> Exercise
Please copy every line of the records below that holds the word "true".

BEGIN

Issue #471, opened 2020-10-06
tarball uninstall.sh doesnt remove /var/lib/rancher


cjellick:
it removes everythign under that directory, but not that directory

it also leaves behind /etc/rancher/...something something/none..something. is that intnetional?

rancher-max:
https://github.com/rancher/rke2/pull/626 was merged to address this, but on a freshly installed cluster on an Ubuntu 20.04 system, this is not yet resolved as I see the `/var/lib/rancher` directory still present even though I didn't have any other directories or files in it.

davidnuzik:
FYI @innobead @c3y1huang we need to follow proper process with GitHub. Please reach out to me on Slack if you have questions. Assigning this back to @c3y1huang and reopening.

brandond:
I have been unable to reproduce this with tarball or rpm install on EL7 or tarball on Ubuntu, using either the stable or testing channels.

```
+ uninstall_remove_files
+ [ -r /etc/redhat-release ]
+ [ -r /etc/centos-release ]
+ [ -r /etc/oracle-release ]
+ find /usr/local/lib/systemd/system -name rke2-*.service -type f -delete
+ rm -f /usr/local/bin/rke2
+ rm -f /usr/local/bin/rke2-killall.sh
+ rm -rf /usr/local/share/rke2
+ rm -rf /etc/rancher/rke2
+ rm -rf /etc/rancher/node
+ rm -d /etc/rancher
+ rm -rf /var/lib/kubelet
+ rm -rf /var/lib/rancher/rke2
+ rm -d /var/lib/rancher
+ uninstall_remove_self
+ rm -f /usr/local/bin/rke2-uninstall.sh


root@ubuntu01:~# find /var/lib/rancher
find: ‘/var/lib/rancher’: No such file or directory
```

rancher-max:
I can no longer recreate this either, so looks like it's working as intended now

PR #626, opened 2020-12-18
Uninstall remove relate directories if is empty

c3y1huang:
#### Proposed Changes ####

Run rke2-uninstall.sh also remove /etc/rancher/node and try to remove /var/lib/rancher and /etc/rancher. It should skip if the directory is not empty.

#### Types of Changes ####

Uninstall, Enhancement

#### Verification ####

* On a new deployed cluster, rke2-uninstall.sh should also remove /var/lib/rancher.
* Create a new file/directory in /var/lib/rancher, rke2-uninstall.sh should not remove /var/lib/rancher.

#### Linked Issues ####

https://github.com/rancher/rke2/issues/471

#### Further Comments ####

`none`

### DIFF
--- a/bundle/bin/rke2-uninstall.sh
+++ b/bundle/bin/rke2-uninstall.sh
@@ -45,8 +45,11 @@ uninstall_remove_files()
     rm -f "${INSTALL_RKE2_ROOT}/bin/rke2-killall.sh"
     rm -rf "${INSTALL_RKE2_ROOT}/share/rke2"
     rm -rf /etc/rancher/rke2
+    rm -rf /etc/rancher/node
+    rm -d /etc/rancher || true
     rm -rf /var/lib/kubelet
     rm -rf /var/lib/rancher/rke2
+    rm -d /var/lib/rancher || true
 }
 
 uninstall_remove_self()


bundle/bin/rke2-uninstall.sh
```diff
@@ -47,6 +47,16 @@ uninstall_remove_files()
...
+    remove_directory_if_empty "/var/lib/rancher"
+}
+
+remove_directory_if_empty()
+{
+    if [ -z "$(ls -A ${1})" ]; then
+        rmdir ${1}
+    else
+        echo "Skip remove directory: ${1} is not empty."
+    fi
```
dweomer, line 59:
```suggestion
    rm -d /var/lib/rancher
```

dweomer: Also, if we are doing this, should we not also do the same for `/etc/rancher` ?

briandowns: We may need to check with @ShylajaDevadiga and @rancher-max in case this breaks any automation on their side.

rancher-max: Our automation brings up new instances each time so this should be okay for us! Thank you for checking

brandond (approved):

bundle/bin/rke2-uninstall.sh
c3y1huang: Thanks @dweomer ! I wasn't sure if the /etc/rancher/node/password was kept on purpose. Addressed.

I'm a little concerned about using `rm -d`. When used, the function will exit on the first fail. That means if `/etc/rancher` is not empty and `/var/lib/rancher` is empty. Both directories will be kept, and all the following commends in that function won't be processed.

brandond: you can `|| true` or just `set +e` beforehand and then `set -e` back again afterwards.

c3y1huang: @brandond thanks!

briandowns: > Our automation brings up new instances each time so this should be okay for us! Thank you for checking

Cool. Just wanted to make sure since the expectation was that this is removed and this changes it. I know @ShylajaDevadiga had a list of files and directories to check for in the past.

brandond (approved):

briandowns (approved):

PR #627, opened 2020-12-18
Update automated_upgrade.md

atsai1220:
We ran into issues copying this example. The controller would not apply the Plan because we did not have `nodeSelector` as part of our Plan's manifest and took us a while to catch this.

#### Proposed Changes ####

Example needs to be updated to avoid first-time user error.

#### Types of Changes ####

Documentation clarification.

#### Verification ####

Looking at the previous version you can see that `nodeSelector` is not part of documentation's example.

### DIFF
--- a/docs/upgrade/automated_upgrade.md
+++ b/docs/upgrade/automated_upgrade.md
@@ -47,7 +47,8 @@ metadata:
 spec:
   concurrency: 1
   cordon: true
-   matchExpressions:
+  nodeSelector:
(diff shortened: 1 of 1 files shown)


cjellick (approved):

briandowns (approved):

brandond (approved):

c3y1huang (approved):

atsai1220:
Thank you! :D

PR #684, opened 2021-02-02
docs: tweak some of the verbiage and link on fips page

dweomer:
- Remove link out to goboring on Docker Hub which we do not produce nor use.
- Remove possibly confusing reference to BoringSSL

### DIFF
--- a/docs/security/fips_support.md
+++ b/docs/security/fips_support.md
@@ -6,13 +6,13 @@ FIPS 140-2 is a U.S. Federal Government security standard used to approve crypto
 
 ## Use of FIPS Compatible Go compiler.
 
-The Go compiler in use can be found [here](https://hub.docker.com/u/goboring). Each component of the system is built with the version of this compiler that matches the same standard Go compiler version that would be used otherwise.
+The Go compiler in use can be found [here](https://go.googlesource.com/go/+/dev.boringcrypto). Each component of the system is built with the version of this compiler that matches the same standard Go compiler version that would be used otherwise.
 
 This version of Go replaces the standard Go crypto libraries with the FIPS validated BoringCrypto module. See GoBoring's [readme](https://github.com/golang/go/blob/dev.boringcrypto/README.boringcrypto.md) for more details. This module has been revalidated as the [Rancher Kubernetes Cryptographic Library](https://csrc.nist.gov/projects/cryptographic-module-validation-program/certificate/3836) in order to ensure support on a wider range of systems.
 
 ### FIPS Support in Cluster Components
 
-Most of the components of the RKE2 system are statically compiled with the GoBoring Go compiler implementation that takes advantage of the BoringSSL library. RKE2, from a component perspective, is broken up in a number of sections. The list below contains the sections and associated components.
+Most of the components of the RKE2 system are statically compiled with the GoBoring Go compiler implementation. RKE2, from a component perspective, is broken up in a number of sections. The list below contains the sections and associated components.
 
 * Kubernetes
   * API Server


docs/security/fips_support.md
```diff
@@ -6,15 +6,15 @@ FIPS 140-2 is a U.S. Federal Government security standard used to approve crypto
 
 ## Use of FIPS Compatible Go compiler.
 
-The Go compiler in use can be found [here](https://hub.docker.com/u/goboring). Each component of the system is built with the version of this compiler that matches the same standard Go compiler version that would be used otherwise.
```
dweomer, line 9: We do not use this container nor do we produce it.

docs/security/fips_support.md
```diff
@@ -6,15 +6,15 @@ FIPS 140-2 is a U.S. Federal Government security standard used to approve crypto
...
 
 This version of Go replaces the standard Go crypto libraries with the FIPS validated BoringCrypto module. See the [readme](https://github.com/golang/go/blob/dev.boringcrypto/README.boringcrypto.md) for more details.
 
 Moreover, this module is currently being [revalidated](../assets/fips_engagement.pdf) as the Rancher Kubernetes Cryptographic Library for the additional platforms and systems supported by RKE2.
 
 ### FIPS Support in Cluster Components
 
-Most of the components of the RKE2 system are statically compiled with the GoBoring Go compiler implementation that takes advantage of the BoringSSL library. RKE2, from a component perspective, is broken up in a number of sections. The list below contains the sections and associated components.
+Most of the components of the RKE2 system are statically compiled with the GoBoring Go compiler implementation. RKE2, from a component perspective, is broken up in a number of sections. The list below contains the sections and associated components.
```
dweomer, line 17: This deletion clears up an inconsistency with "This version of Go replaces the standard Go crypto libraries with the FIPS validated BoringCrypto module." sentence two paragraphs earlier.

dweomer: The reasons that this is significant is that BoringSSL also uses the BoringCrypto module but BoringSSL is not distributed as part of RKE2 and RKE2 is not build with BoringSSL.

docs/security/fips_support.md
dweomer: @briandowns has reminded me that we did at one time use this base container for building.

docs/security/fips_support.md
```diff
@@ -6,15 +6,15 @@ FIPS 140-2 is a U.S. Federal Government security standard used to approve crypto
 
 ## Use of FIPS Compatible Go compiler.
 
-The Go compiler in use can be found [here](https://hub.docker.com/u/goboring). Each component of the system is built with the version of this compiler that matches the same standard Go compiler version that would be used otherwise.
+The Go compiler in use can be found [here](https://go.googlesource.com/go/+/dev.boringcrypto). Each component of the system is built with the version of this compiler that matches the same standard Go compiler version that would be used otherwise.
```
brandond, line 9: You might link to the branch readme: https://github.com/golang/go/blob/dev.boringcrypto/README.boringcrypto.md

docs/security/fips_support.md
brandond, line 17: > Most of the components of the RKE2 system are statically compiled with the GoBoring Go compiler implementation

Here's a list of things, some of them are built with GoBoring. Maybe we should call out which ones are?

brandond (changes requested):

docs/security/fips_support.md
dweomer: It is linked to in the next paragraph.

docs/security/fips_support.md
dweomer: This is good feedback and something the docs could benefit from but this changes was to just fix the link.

END

> Your response
+    rm -d /etc/rancher || true
+    rm -d /var/lib/rancher || true
brandond: you can `|| true` or just `set +e` beforehand and then `set -e` back again afterwards.
   cordon: true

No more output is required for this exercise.